The controversy seems to derive from the fact that the claim is a genuine claim, when fraudulent means and devices are used to promote a claim, the assured does not claim any more than what he suffered. Applying the fraudulent claims rule to the use of fraudulent means and devices therefore may create very harsh consequences since the assured loses his entitlement for a genuine claim under the policy. This extension nevertheless may be found justifiable for the reason that in the case of the assured submitting a fake invoice to prove the claim, it is difficult for the insurer to be reassured as to the genuine amount of the loss. Then, it is possible to counter argue that upon discovery of fraudulent means and devices, a market rate for the subject matter insured might help ascertain the amount of the assured’s loss. As referred to above the fraudulent claims rule was justified by Lord Hoffmann in The Star Sea89 in the following words ‘The fraudulent insured must not be allowed to think: if the fraud is successful, then I will gain; if it is unsuccessful, I will lose nothing.’ Lord Hoffmann’s concerns may well explain the logic behind the fraudulent claims rule but it does not equally apply to fraudulent means and devices because in the latter context, if he was permitted to recover despite the fraud, the assured would still recover the loss that he genuinely suffered, no more or no less than that as would have been observed in Aviva and Versloot above.


Proposals for reform


The law on fraudulent claims is currently subject to reform. The Law Commission found that the law was considered unclear and in need of consolidation.90 As referred elsewhere in this book, the Insurance Bill 2014 was introduced in parliament which included recommendation regarding fraudulent claims. The proposals are at present said to be likely to come into force in 2016. Section 11 of the Government Insurance Bill 2014 is in the following words:


Remedies for fraudulent claims


1  If the insured makes a fraudulent claim under a contract of insurance –


a)  the insurer is not liable to pay the claim,


b)  the insurer may recover from the insured any sums paid by the insurer to the insured in respect of the claim, and


c)  in addition, the insurer may by notice to the insured treat the contract as having been terminated with effect from the time of the fraudulent act.

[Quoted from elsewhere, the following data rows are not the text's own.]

PR #13, opened 2021-08-23
Attempt to clarify the language around proofs.

msporny:
This PR attempts to simplify the "in scope" work to include the definition of data models for proofs as well as the algorithms for the expression and verification of proofs that use existing cryptographic primitives.

### DIFF
--- a/index.html
+++ b/index.html
@@ -145,9 +145,9 @@ the Web.
 The <b>scope</b> of the Verifiable Credentials Working Group is:
         </p>
         <ul>
-          <li>Data models for verifiable credentials, verifiable presentations, and proofs</li>
+          <li>Data models for credentials, presentations, and proofs</li>
           <li>Registries for extending the data models</li>
-          <li>Algorithms for the expression and verification of proofs using existing cryptographic primitives</li>
+          <li>Algorithms for the expression and verification of proofs that use existing cryptographic primitives</li>
         </ul>
         <section id="section-out-of-scope">
           <h3 id="out-of-scope">Out of Scope</h3>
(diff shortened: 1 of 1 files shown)


index.html
```diff
@@ -206,7 +206,7 @@ <h3>
             </dd>
           </dl>
           <dl>
-            <dt id="linked-data-integrity-1" class="spec">Verifiable Credential Linked Data Integrity 1.0</dt>
+            <dt id="linked-data-integrity-1" class="spec">Linked Data Integrity 1.0</dt>
```
brentzundel: Adding "Verifiable Credential" to the name of this deliverable was _strongly_ recommended by Ivan to forestall some of the issues run into by the linked data signatures charter.

msporny: Ok, reverted.

I'm afraid that the name might cause people in the WG to hard code the solution to VCs, when the solution is intended to be generalized. I won't stand in the way here, but will raise the concern that people might take the wrong thing away from the title of the specification. I can live with it for now, and hope it won't blow up in our faces later. :)

iherman: To make my point clear: I do not want to see the same discussion coming up again from the LD community. If other communities pick up the VC solution for other problems than VC-s, good for them and for us. But if we just make hint that we have a solution for Linked Data at large we are back to square one. Other communities may vote with their feet, a.k.a. their code. It is not this wg's concern.

B.t.w., we should be consistent: in the other PR the deliverable's name in one of the liaison statement was also using the title of the spec without VC.

(we shoukd add the preview facility to this repo. I have difficulties to look PR-s on my iPad...)

iherman (approved):

brentzundel (approved):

2  If the insurer does treat the contract as having been terminated –


a)  it may refuse all liability to the insured under the contract in respect of a relevant event occurring after the time of the fraudulent act, and


b)  it need not return any of the premiums paid under the contract.


3  Treating a contract as having been terminated under this section does not affect the rights and obligations of the parties to the contract with respect to a relevant event occurring before the time of the fraudulent act.


4  In subsections (2)(a) and (3), ‘relevant event’ refers to whatever gives rise to the insurer’s liability under the contract (and includes, for example, the occurrence of a loss, the making of a claim, or the notification of a potential claim, depending on how the contract is written).


In their report the Law Commissions emphasised the need for certainty in remedy for fraudulent claims.91 Thus, the reform proposal contains only sections regarding remedies and clause 12 refers to the effect of a fraudulent claim where there is more than one assured.


It has been presented in this chapter that there are a number of anomalies regarding the fraudulent claims rule the most of which are:


1  A low threshold of the materiality test


2  Extension of the rule to fraudulent means and devices


The issues which have been settled by the case law are


1  Definition of fraud


2  The juridical basis of the rule which is not the duty of good faith as this view was rejected by the House of Lords in The Star Sea and at least twice more by the Court of Appeal in The Aegeon and AXA v Gottlieb


3  The assured’s motive in making a fraudulent claim is irrelevant, the judge has no discretion to adjust the claim but once fraud is proved to forfeit the whole claim


4  The fraudulent claims rule should be analysed contractually and if the assured’s fraudulent conduct goes to the root of the contract the insurer should be entitled to terminate the contract.